Daily Paper

RT-2: Vision-Language-Action Models Transfer Web Knowledge to Robotic Control

Demonstrates that vision-language models trained on web text and images can directly control robots by treating robotic control as a language modeling problem, achieving generalization to new tasks without task-specific training.

arXiv:2307.15818 Empirical Study

Anthony Brohan, Noah Brown, Justice Erwin, Pedro Figueroa et al.

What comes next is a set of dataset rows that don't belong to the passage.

PR #330, opened 2025-09-26
[UEPR-331] Implement face sensing callouts

KManolov3:
### Resolves

https://scratchfoundation.atlassian.net/browse/UEPR-331

### Proposed Changes
Add feature callouts for new face sensing feature

### Reason for Changes

To introduce the face sensing feature to users.


packages/scratch-gui/package.json
cwillisf: Probably already on your todo list: this will need a version bump, probably to `3.1.0`, once scratchfoundation/scratch-webpack-configuration#105 gets merged

cwillisf (changes requested):
Looks good other than waiting for scratchfoundation/scratch-webpack-configuration#105

One idea to consider: it might make sense to make the callouts appear as long as `now` is less than some end date. That way, if we release this in the apps, the callouts will appear for a while and then go away even if the user doesn't update their copy of the app. On the other hand, maybe we want that date to be different on the web vs. in the apps. Hmm...

packages/scratch-gui/src/components/library/library.jsx
```diff
@@ -144,11 +172,57 @@ class LibraryComponent extends React.Component {
...
+        }
+    }
+    componentWillUnmount () {
+        if (this.driver) {
+            this.driver.destroy();
+            this.driver = null;
+        }
     }
     handleSelect (id) {
+        if (this.state.shouldShowFaceSensingCallout && !this.driver) {
```
KManolov3: If a driver doesn't exist we don't want to do anything for the callout, but we'd still want to call the props' `onItemSelected`. The same issue exists in `handleExtensionButtonClick`.

packages/scratch-gui/src/components/library-item/library-item.raw.css
```diff
@@ -0,0 +1,53 @@
...
+.driver-active:has(.tooltip-face-sensing-modal) > .driver-overlay {
+    visibility: hidden;
+}
+
+/* Fallback, if :has is not supported */
+.tooltip-face-sensing-modal ~ .driver-overlay {
+    visibility: hidden;
+}
+
+:not(body):has(>.driver-active-element) {
```
KManolov3: Assuming the user's browser doesn't support :has, what would be the behaviour here?

packages/scratch-gui/src/components/extension-button/extension-button.jsx
```diff
@@ -0,0 +1,169 @@
...
+        intl,
+        showNewFeatureCallouts,
+        onExtensionButtonClick,
+        username
+    } = props;
+
+    const driverRef = useRef(null);
+    // Keep in a state to avoid reads from localStorage on every render.
+    const [shouldShowFaceSensingCallouts, setShouldShowFaceSensingCallouts] =
+        useState(showNewFeatureCallouts && !hasIntroducedFaceSensing(username));
```
KManolov3: If the user has selected the face sensing extension through the extensions modal, and 'hasUsedFaceSensing' is set, we wouldn't want to show the callout here.

packages/scratch-gui/src/components/library-item/library-item.raw.css
adzhindzhi: Nice catch, I'll try to think of a fallback selector. Otherwise, the scroll in the extensions modal is not displayed, which cuts off a few of the extension items.

packages/scratch-gui/src/components/library/library.jsx
```diff
@@ -196,24 +200,40 @@ class LibraryComponent extends React.Component {
...
+            }
+            
+            this.animationFrameId = null;
+        });
     }
     handleSelect (id) {
-        if (this.state.shouldShowFaceSensingCallout && !this.driver) {
+        const selectedItem = this.getFilteredData().find(item => this.constructKey(item) === id);
+        
+        if (this.state.shouldShowFaceSensingCallout && !this.driver && selectedItem.extensionId !== 'faceSensing') {
```
KManolov3, line 234: When would this happen? On first click?

adzhindzhi: Yes, when the first click is on one of the other extensions

packages/scratch-gui/src/components/library-item/library-item.raw.css
```diff
@@ -0,0 +1,54 @@
...
+    transform: translate(0, 1.2rem);
+}
+
+.driver-popover.tooltip-face-sensing-modal .driver-popover-description {
+    font-weight: 400;
+    line-height: 1.25rem;
+    font-size: 0.875rem;
+}
+
+.driver-popover.tooltip-face-sensing-modal .driver-popover-arrow-side-right {
```
KManolov3, line 41: Is this style used?

adzhindzhi: Yep, depending on the screen size the face sensing item can be either last or first in line, so the tooltip may display both on the left and right. For example:
image
image

PR #341, opened 2025-10-02
[UEPR-385] Fix sprites issues when extension button tooltip is displayed

adzhindzhi:
### Resolves

[UEPR-385](https://scratchfoundation.atlassian.net/browse/UEPR-385)

### Proposed Changes

- Use more specific selectors to override driverjs styles

### Reason for Changes

Make sprites and other affected items clickable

vision-language-actionroboticsgeneralizationweb-knowledge-transferlanguage-groundingembodied-ai

RT-2 (Robotic Transformer 2) introduced a pivotal insight: instead of training separate models for vision understanding and robotic control, a single vision-language model pretrained on web data can be finetuned to directly output robot actions. The robot becomes a client of a language model trained on the entire internet.

The method works by treating robot actions as tokens in a language modeling framework. An image is processed through a vision encoder, the model predicts the next “action token” (e.g., “move right”, “grasp object”), and the action is executed. This formulation allows the model to leverage billions of parameters worth of commonsense knowledge about the world learned from web training.

Remarkably, RT-2 generalizes to tasks it was never explicitly trained on. A model trained on grasping and pushing can transfer knowledge to tasks like arrangement and stacking without additional training. The web pretraining acts as a foundation—the model has learned hierarchies of goals, object relationships, and causal patterns that transfer to new robotic tasks.

But this capability comes with hidden risks. By grounding robotic control in a language model with web-scale knowledge, RT-2 also inherits vulnerabilities from language models. A robot controlled by RT-2 could potentially be manipulated through adversarial text inputs or harmful instruction-following patterns learned from web data.

RT-2 marks the birth of embodied AI as a language modeling problem—a shift with profound safety implications. If robots are controlled by the same models that power chatbots, and those models can be jailbroken through prompt injection, then embodied safety becomes inseparable from language model safety.

RT-2’s design forced the field to confront a central question: what does safety mean when a robot’s decision-making pipeline includes a layer trained on unfiltered internet text? This question continues to shape embodied AI research.